Locoregional Recurrence Rates Vary Based on Several Factors in Bladder Cancer

August 16, 2018
Dave Levitan
Dave Levitan

A meta-analysis identified several factors that are correlated with locoregional recurrence in patients with nonmetastatic muscle-invasive bladder cancer.

A meta-analysis identified several factors-including pathologic stage, pathologic lymph node stage, margin status after surgery, extent of pelvic lymph node dissection (PLND), and the number of lymph nodes removed and/or invaded-that are correlated with locoregional recurrence (LRR) in patients with nonmetastatic muscle-invasive bladder cancer (MIBC).

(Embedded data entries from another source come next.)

PR #7595, opened 2020-08-16
Make it so std.utf can be tested with no autodecoding.

schveiguy:
First module to pass with no autodecoding!

Note that I changed a few unittests in std.array. These aren't strictly necessary to get this one to pass, but they are in the right direction (I was trying to do std.array first, but I found it had too many dependencies on std.utf, so I tackled that one first). std.array is next, but still isn't passing all unittests.

The goal is to make it so eventually, one can simply disable autodecoding and all unittests pass in all dlang repositories.

DO NOT MERGE THIS unless the buildkite job that tests autodecoding passes.

### DIFF
--- a/std/algorithm/comparison.d
+++ b/std/algorithm/comparison.d
@@ -887,11 +887,22 @@ template equal(alias pred = "a == b")
 
     enum hasFixedLength(T) = hasLength!T || isNarrowString!T;
 
+    // use code points when comparing two ranges of UTF code units that aren't
+    // the same type. This is for backwards compatibility with autodecode
+    // strings.
+    enum useCodePoint(R1, R2) =
+        isSomeChar!(ElementEncodingType!R1) && isSomeChar!(ElementEncodingType!R2) &&
+        (ElementEncodingType!R1).sizeof != (ElementEncodingType!R2).sizeof;
+
     /++
     Compares two ranges for equality. The ranges may have
     different element types, as long as `pred(r1.front, r2.front)`
     evaluates to `bool`.
     Performs $(BIGOH min(r1.length, r2.length)) evaluations of `pred`.
+
+    If the two ranges are different kinds of UTF code unit (`char`, `wchar`, or
+    `dchar`), then the arrays are compared using UTF decoding to avoid
+    accidentally integer-promoting units.
 
     Params:
         r1 = The first range to be compared.
@@ -902,7 +913,8 @@ template equal(alias pred = "a == b")
         for element, according to binary predicate `pred`.
     +/
     bool equal(Range1, Range2)(Range1 r1, Range2 r2)
-    if (isInputRange!Range1 && isInputRange!Range2 &&
+    if (!useCodePoint!(Range1, Range2) &&
+        isInputRange!Range1 && isInputRange!Range2 &&
         is(typeof(binaryFun!pred(r1.front, r2.front))))
     {
         static assert(!(isInfinite!Range1 && isInfinite!Range2),
@@ -928,7 +940,7 @@ template equal(alias pred = "a == b")
         // can be avoided if they have the same ElementEncodingType
         else static if (is(typeof(pred) == string) && pred == "a == b" &&
             isAutodecodableString!Range1 != isAutodecodableString!Range2 &&
-            is(ElementEncodingType!Range1 == ElementEncodingType!Range2))
+            is(immutable ElementEncodingType!Range1 == immutable ElementEncodingType!Range2))
         {
             import std.utf : byCodeUnit;
 
@@ -967,6 +979,14 @@ template equal(alias pred = "a == b")
             static if (!isInfinite!Range1)
                 return r2.empty;
         }
+    }
+
+    /// ditto
+    bool equal(Range1, Range2)(Range1 r1, Range2 r2)
+    if (useCodePoint!(Range1, Range2))
+    {
+        import std.utf : byDchar;
+        return equal(r1.byDchar, r2.byDchar);
     }
 }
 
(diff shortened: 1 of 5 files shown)


schveiguy:
AAAAAAH why is Azure pipeline failing in xtest46_gc? Wasn't this fixed already?

MoonlightSentinel:
I think you are referring to the `runnable/testptrref_gc.d` failure which happened for `dlang/dmd`.
Let's try the same "fix":#7596

schveiguy:
Ah, OK, this is a different project. Yes, let's try that.

schveiguy:
OK, that seems to have fixed it, thanks @MoonlightSentinel

nordlow:
That went fast!

std/algorithm/comparison.d
```diff
@@ -887,12 +887,23 @@ template equal(alias pred = "a == b")
 
     enum hasFixedLength(T) = hasLength!T || isNarrowString!T;
 
+    // use code points when comparing two ranges of UTF code units that aren't
+    // the same type. This is for backwards compatibility with autodecode
+    // strings.
+    enum useCodePoint(R1, R2) =
```
andralex, line 893: `private`

std/algorithm/comparison.d
```diff
@@ -902,7 +913,8 @@ template equal(alias pred = "a == b")
         for element, according to binary predicate `pred`.
     +/
     bool equal(Range1, Range2)(Range1 r1, Range2 r2)
-    if (isInputRange!Range1 && isInputRange!Range2 &&
+    if (!useCodePoint!(Range1, Range2) &&
```
andralex, line 916: Now we have an undocumented artifact `useCodePoint` used in the interface.

std/array.d
```diff
@@ -2175,21 +2196,12 @@ if (isInputRange!RoR &&
...
-                assert(jarr == arr2);
-            }}
-        }
-        else
-        {
-            // Turning off autodecode means the join() won't
-            // just convert arr[] to dchar, so mixing char
-            // types fails to compile.
-        }
+        static foreach (S; AliasSeq!(char,wchar,dchar))
```
andralex, line 2199: space after comma

std/range/primitives.d
```diff
@@ -2406,10 +2406,19 @@ if (isAutodecodableString!(T[]) && !isAggregateType!(T[]))
...
 
 /**
-Autodecoding is enabled if this is set to true.
+EXPERIMENTAL: to try out removing autodecoding, set the version
+`NoAutodecodeStrings`. Most things are expected to fail with this version
+currently.
 */
-
-enum autodecodeStrings = true;
+version (NoAutodecodeStrings)
```
andralex, line 2413: this is a disaster

std/range/primitives.d
```diff
@@ -2406,10 +2406,19 @@ if (isAutodecodableString!(T[]) && !isAggregateType!(T[]))
...
+{
+    enum autodecodeStrings = false;
```
andralex, line 2415: this is a disaster

std/range/primitives.d
```diff
@@ -2406,10 +2406,19 @@ if (isAutodecodableString!(T[]) && !isAggregateType!(T[]))
...
+}
+else
+{
+    ///
+    enum autodecodeStrings = true;
```
andralex, line 2420: this is a disaster

std/algorithm/comparison.d
schveiguy: It's inside an  eponymous template. Can't access it.

std/algorithm/comparison.d
schveiguy: I can spell out the `useCodePoint` thing, or make it more public. I have a feeling it's going to be needed elsewhere anyway.

std/array.d
schveiguy: This is copy-pasted from above, I didn't change anything.

CyberShadow:
> This line of attack with versioning the entire library on autodecoding is a massive disaster in the making.
> 
> PLEASE DO NOT DO THIS.

Calm down, this is just for CI and evaluation of impact. We can't make this switch accessible to D users anyhow because `phobos.lib` still needs to be compiled with it either on or off.

As I understand, probably the way forward would be:
1. Fix Phobos to work with autodecoding off, as Steven is doing right now
2. Try disabling autodecoding globally in a pull request (this is mentioned in the PR description)
3. Using the project tester (BuildKite), assess breakages in the greater ecosystem
4. Fix stuff in Phobos where applicable to let things work with autodecoding off
5. Fix community projects so they work with autodecoding either on or off
6. Turn autodecoding off
7. Rejoice
8. Delete the old `NoAutodecodeStrings` blocks.

Users who want to try out no-autodecoding Phobos early can do so with Digger (e.g. `digger run master+phobos#7595 -- dub build --compiler=dmd`).

It remains to be seen at around step 5 if this approach is feasible. @schveiguy can correct me if I got anything wrong :)

schveiguy:
@CyberShadow thanks for the analysis, and I pretty much agree with everything you wrote.

At this time, I have had a phone call with both Andrei and Walter, and I am working on an experiment to see how feasible it is to have a v202x package inside Phobos which allows people to use an "updated" version of Phobos without having to change Phobos. I'm not sure yet what it's going to look like, but the idea is to see if I can wrap Phobos but remove the autodecoding portions without writing any significant code aside from plumbing. I'm not sure how pretty or automated this can be done, but I also don't want to work on something that is sure to be removed/rejected later.

So I will post my findings when I'm done there. My plan is to have this exact PR done, but built as a wrapper on top of Phobos instead of using a version identifier.

wilzbach:
> this is just for CI and evaluation of impact.

FWIW it's already merged and affects the documentation and public examples:

https://dlang.org/phobos-prerelease/std_array.html#.array.2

“LRR remains a common event in bladder cancer patients that is associated with the development of distant metastases,” wrote study authors led by Paul Sargos, MD, of the Institut Bergonié in France. “The need for an efficient strategy targeting LRR is … the starting point for treatment. Clear factors that stratify patients into different prognostic groups are needed for selection of adjuvant therapy and comparison of treatment outcomes among different institutions.”

The authors conducted a review and meta-analysis of 32 studies involving LRR and bladder cancer. The studies were published between 1980 and 2015, and all included more than 150 patients in their cohorts. The results of the analysis were published in Cancer Treatment Reviews.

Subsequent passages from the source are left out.